EXERCISE DESCRIPTION:
Return the material unaltered, line by line.

--- EXERCISE MATERIAL Enclosed Below ---

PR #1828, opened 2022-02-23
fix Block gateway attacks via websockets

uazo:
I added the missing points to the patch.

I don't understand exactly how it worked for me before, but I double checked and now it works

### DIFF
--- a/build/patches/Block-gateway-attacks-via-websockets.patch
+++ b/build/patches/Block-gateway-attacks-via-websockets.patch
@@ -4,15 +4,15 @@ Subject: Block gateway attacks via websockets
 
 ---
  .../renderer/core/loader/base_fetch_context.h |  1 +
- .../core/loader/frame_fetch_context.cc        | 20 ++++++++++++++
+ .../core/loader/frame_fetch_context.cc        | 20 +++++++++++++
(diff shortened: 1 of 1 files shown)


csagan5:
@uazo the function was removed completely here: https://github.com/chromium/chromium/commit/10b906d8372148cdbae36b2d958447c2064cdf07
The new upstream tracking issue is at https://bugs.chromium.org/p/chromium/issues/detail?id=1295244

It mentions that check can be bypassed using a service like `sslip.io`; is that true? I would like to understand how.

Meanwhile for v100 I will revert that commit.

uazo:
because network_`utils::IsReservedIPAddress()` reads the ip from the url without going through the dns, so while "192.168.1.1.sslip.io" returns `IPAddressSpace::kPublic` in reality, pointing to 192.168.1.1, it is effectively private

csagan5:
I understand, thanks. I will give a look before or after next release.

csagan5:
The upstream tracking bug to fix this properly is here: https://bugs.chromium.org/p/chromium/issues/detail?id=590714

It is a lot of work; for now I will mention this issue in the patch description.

--- End of Enclosed EXERCISE MATERIAL ---

RESULT:
PR #1828, opened 2022-02-23
fix Block gateway attacks via websockets

uazo:
I added the missing points to the patch.

I don't understand exactly how it worked for me before, but I double checked and now it works

### DIFF
--- a/build/patches/Block-gateway-attacks-via-websockets.patch
+++ b/build/patches/Block-gateway-attacks-via-websockets.patch
@@ -4,15 +4,15 @@ Subject: Block gateway attacks via websockets
 
 ---
  .../renderer/core/loader/base_fetch_context.h |  1 +
- .../core/loader/frame_fetch_context.cc        | 20 ++++++++++++++
+ .../core/loader/frame_fetch_context.cc        | 20 +++++++++++++
(diff shortened: 1 of 1 files shown)


csagan5:
@uazo the function was removed completely here: https://github.com/chromium/chromium/commit/10b906d8372148cdbae36b2d958447c2064cdf07
The new upstream tracking issue is at https://bugs.chromium.org/p/chromium/issues/detail?id=1295244

It mentions that check can be bypassed using a service like `sslip.io`; is that true? I would like to understand how.

Meanwhile for v100 I will revert that commit.

uazo:
because network_`utils::IsReservedIPAddress()` reads the ip from the url without going through the dns, so while "192.168.1.1.sslip.io" returns `IPAddressSpace::kPublic` in reality, pointing to 192.168.1.1, it is effectively private

csagan5:
I understand, thanks. I will give a look before or after next release.

csagan5:
The upstream tracking bug to fix this properly is here: https://bugs.chromium.org/p/chromium/issues/detail?id=590714

It is a lot of work; for now I will mention this issue in the patch description.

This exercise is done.